* **EXERCISE DETAILS**: Read through the records. Copy each line that has the word "further".
____ THE RECORDS
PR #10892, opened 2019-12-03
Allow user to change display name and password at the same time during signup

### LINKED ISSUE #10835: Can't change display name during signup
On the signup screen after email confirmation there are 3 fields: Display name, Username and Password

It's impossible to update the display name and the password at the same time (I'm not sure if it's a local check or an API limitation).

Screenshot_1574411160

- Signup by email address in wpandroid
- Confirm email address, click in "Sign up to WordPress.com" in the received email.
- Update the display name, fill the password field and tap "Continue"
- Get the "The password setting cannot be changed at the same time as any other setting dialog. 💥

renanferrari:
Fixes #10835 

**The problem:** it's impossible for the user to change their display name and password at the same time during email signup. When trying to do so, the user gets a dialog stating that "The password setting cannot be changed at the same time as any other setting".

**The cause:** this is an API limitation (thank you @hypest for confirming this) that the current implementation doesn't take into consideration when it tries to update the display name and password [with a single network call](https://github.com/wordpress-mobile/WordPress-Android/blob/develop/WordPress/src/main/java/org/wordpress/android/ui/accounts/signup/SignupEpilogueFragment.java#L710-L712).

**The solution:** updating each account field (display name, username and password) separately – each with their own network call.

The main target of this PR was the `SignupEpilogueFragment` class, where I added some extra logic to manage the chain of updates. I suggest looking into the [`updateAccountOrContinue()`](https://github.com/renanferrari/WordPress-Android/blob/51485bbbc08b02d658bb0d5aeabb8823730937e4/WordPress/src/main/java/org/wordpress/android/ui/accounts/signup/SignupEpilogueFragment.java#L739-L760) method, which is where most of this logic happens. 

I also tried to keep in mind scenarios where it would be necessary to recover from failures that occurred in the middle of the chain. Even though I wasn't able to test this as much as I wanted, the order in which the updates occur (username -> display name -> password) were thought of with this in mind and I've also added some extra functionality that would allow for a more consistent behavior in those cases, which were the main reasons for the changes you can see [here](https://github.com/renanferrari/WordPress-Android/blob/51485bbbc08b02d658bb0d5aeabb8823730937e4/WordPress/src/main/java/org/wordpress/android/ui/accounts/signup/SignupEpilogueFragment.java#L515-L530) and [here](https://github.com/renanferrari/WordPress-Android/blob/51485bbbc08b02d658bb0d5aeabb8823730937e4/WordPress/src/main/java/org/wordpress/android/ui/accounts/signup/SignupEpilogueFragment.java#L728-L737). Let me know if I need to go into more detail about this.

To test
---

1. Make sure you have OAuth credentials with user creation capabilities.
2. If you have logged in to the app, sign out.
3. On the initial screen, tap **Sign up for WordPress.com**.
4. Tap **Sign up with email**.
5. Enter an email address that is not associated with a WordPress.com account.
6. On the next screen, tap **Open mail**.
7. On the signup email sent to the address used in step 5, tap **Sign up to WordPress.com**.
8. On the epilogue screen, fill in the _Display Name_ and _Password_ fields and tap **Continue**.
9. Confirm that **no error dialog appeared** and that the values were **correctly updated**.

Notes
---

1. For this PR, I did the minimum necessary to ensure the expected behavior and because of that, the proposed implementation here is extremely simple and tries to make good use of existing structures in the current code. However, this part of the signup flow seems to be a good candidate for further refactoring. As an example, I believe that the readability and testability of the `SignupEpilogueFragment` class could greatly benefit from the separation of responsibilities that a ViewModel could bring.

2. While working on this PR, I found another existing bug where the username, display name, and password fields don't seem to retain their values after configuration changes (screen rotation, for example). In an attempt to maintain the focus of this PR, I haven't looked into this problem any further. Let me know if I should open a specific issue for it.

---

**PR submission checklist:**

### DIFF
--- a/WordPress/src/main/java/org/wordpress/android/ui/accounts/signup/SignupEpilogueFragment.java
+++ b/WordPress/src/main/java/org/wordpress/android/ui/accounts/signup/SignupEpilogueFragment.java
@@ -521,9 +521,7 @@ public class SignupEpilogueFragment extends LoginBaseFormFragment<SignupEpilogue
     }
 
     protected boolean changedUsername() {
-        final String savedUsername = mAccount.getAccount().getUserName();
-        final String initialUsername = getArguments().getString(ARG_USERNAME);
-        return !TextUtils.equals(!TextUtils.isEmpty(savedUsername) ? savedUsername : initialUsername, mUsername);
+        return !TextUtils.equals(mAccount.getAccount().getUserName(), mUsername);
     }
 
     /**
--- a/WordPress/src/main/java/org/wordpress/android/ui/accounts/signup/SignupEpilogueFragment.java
________
* **SOLUTION**:
1. For this PR, I did the minimum necessary to ensure the expected behavior and because of that, the proposed implementation here is extremely simple and tries to make good use of existing structures in the current code. However, this part of the signup flow seems to be a good candidate for further refactoring. As an example, I believe that the readability and testability of the `SignupEpilogueFragment` class could greatly benefit from the separation of responsibilities that a ViewModel could bring.
2. While working on this PR, I found another existing bug where the username, display name, and password fields don't seem to retain their values after configuration changes (screen rotation, for example). In an attempt to maintain the focus of this PR, I haven't looked into this problem any further. Let me know if I should open a specific issue for it.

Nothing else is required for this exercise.